**ABOUT THIS EXERCISE**
Reproduce the entries below exactly, but only from the line containing "git clean -fxd" to the line containing "Github is trying to be too smart 😄", inclusive.
━━━ RECORDS FOR THIS TASK ━━━
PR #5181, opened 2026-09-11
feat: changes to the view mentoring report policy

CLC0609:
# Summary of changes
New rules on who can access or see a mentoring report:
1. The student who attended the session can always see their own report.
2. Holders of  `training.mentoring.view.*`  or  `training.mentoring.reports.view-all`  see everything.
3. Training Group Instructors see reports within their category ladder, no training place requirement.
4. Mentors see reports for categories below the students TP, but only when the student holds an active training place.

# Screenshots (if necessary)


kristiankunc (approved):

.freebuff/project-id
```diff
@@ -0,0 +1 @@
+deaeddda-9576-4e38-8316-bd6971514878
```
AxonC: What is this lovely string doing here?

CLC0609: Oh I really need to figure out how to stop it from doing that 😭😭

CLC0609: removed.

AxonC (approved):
━━━
━━━ RECORDS FOR THIS TASK ━━━
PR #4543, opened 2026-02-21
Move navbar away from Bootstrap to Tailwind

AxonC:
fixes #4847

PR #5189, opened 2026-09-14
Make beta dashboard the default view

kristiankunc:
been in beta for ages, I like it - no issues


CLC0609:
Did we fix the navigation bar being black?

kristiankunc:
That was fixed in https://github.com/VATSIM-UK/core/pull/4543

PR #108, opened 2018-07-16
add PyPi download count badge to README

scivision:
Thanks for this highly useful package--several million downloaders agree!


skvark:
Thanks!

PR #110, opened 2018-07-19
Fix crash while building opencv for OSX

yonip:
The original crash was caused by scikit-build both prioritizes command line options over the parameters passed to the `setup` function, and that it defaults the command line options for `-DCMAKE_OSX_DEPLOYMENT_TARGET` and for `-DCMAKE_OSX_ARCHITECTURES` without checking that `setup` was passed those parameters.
━━━
━━━ RECORDS FOR THIS TASK ━━━
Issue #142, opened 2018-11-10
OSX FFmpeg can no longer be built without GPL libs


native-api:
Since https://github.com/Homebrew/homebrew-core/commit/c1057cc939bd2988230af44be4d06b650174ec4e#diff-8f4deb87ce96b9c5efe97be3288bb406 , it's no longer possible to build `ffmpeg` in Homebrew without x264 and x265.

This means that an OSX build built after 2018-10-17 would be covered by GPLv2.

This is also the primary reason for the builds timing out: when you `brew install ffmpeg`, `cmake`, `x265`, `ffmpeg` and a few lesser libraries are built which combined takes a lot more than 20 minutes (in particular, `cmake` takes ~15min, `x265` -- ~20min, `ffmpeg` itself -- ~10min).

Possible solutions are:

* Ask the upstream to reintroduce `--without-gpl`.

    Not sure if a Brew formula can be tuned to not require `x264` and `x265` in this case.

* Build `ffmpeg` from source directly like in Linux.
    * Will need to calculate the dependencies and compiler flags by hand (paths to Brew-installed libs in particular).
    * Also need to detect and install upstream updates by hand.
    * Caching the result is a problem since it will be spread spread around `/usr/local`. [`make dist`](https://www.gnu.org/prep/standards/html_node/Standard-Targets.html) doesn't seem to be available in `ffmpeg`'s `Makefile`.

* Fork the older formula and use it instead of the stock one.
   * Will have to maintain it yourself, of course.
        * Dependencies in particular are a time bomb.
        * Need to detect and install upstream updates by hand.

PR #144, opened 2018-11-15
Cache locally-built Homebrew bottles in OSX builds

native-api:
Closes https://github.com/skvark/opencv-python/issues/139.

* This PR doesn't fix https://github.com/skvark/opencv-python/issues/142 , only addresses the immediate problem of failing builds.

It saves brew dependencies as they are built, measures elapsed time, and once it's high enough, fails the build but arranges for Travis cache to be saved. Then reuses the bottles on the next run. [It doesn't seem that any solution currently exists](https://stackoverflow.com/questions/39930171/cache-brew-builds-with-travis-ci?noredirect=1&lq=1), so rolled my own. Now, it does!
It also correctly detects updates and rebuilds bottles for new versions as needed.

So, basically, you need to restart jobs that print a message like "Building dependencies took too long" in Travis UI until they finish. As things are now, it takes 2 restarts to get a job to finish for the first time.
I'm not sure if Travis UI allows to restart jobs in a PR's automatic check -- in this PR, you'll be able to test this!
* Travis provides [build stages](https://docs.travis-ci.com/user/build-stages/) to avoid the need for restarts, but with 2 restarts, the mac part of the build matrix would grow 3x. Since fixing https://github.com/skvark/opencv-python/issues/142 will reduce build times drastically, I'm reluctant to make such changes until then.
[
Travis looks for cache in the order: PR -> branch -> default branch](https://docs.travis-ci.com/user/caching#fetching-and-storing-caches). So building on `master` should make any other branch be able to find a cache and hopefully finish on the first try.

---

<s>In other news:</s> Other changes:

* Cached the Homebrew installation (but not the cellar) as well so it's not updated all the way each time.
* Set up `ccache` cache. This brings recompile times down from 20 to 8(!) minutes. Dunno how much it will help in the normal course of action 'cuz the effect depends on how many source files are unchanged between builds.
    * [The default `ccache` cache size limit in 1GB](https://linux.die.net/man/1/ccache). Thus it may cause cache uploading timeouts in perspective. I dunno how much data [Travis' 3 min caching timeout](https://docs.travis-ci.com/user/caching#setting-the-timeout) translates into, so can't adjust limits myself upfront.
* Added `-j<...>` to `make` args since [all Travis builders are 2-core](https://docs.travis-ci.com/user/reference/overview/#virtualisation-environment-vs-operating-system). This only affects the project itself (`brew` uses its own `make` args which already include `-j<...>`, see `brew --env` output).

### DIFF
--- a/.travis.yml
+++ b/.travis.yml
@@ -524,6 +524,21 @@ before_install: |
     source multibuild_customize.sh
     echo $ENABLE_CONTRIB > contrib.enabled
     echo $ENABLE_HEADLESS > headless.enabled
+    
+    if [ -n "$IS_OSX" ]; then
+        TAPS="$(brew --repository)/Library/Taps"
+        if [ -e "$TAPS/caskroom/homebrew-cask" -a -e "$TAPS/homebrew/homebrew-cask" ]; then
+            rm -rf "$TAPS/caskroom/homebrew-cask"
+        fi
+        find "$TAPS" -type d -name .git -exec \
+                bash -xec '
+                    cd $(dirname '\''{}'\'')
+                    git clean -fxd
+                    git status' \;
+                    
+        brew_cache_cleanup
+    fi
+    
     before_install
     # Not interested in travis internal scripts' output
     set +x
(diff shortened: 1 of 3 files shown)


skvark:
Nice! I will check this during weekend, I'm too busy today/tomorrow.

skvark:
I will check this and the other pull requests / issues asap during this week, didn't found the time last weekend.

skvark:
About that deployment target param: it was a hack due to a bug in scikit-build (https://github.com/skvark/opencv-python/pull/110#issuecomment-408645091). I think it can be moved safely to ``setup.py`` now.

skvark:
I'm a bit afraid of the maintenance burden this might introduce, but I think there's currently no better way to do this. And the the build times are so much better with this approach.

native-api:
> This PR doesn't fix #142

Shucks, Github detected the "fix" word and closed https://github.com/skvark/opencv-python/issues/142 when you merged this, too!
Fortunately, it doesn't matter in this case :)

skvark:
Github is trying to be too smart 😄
━━━
**RESPONSE TO THE EXERCISE**
+                    git clean -fxd
+                    git status' \;
+                    
+        brew_cache_cleanup
+    fi
+    
     before_install
     # Not interested in travis internal scripts' output
     set +x
(diff shortened: 1 of 3 files shown)


skvark:
Nice! I will check this during weekend, I'm too busy today/tomorrow.

skvark:
I will check this and the other pull requests / issues asap during this week, didn't found the time last weekend.

skvark:
About that deployment target param: it was a hack due to a bug in scikit-build (https://github.com/skvark/opencv-python/pull/110#issuecomment-408645091). I think it can be moved safely to ``setup.py`` now.

skvark:
I'm a bit afraid of the maintenance burden this might introduce, but I think there's currently no better way to do this. And the the build times are so much better with this approach.

native-api:
> This PR doesn't fix #142

Shucks, Github detected the "fix" word and closed https://github.com/skvark/opencv-python/issues/142 when you merged this, too!
Fortunately, it doesn't matter in this case :)

skvark:
Github is trying to be too smart 😄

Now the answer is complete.